I have a file with a variable state that has 55 states abbreviations. I will like to replace them with the full state name. Is there an easy way to do this in R?
2 Answers
You can use a named list and take advantage of the datasets package :
states <- setNames(as.list(datasets::state.name), datasets::state.abb)
states[["NY"]]
[1] "New York"
-
It works without applying to my file, when I apply to my file it gives and error: Error in
$<-.data.frame
(*tmp*
, State, value = list(AL = "Alabama", : replacement has 50 rows, data has 53. How should I proceed? Thank you! Jun 7, 2020 at 18:00 -
This is probably due to the fact that the states list I used (included in base R) only has 50 states. You can get the structure of the list with dput(states) and manually add the three missing states to create a full list.– WaldiJun 7, 2020 at 18:58
If you are doing this for mapping purposes, this longer answer that draws from Waldi's answer above may also be helpful. Given that you have a data frame with state abbreviations and some number to plot, like:
df <- structure(list(abbrev = c("AK", "AL", "AR", "AZ", "CA", "CO",
"CT", "DC", "DE", "FL", "GA", "GU", "HI", "IA", "ID", "IL", "IN",
"KS", "KY", "LA", "MA", "MD", "ME", "MI", "MN", "MO", "MS", "MT",
"NC", "ND", "NE", "NH", "NJ", "NM", "NV", "NY", "OH", "OK", "OR",
"PA", "PR", "RI", "SC", "SD", "TN", "TX", "UT", "VA", "VI", "VT",
"WA", "WI", "WV", "WY"), n = c(4L, 20L, 11L, 51L, 98L, 11L, 68L,
37L, 102L, 116L, 32L, 9L, 29L, 72L, 9L, 191L, 60L, 23L, 12L,
32L, 43L, 24L, 8L, 65L, 38L, 44L, 15L, 12L, 59L, 11L, 38L, 48L,
64L, 14L, 21L, 159L, 144L, 34L, 17L, 157L, 18L, 20L, 48L, 13L,
26L, 175L, 10L, 19L, 4L, 96L, 7L, 104L, 15L, 2L)), row.names = c(NA,
-54L), class = c("tbl_df", "tbl", "data.frame"))

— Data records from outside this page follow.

PR #725, opened 2023-03-20
aws: podvm creation based on RHEL AMI

snir911:
using packer's AWS plugin

Fixes: #724


aws/image/Makefile
```diff
@@ -4,20 +4,22 @@
...
-		-var account_id=${AWS_ACCOUNT_ID} \
-		-var region=${AWS_REGION} \
+	packer build -var region=${AWS_REGION} \
 		-var instance_type=${INSTANCE_TYPE} \
-		-var ami_name=${IMAGE_NAME} .
+		-var ami_name=${IMAGE_NAME} ./${PODVM_DISTRO}/
 	rm -fr toupload
 
+default-vpc:
+	aws ec2 create-default-vpc --region ${AWS_REGION} || true
```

You can pull from built-in data to get state name, abbreviation, and even lat/long:
state.info <- inner_join(data.frame(state=state.name,
long=state.center$x, lat=state.center$y, stringsAsFactors=FALSE),
data.frame(state=state.name, abbrev=state.abb))
Then you can bring the datasets together so you have the state abbreviations supplemented by full name as well as lat long:
> inner_join(df, state.info, by="abbrev")
# A tibble: 50 x 5
abbrev n state long lat
<chr> <int> <chr> <dbl> <dbl>
1 AK 4 Alaska -127. 49.2
2 AL 20 Alabama -86.8 32.6
3 AR 11 Arkansas -92.3 34.7
4 AZ 51 Arizona -112. 34.2
5 CA 98 California -120. 36.5
6 CO 11 Colorado -106. 38.7
7 CT 68 Connecticut -72.4 41.6
8 DE 102 Delaware -75.0 38.7
9 FL 116 Florida -81.7 27.9
VLOOKUP
in Excel on your data. it takes less than 2 minutes.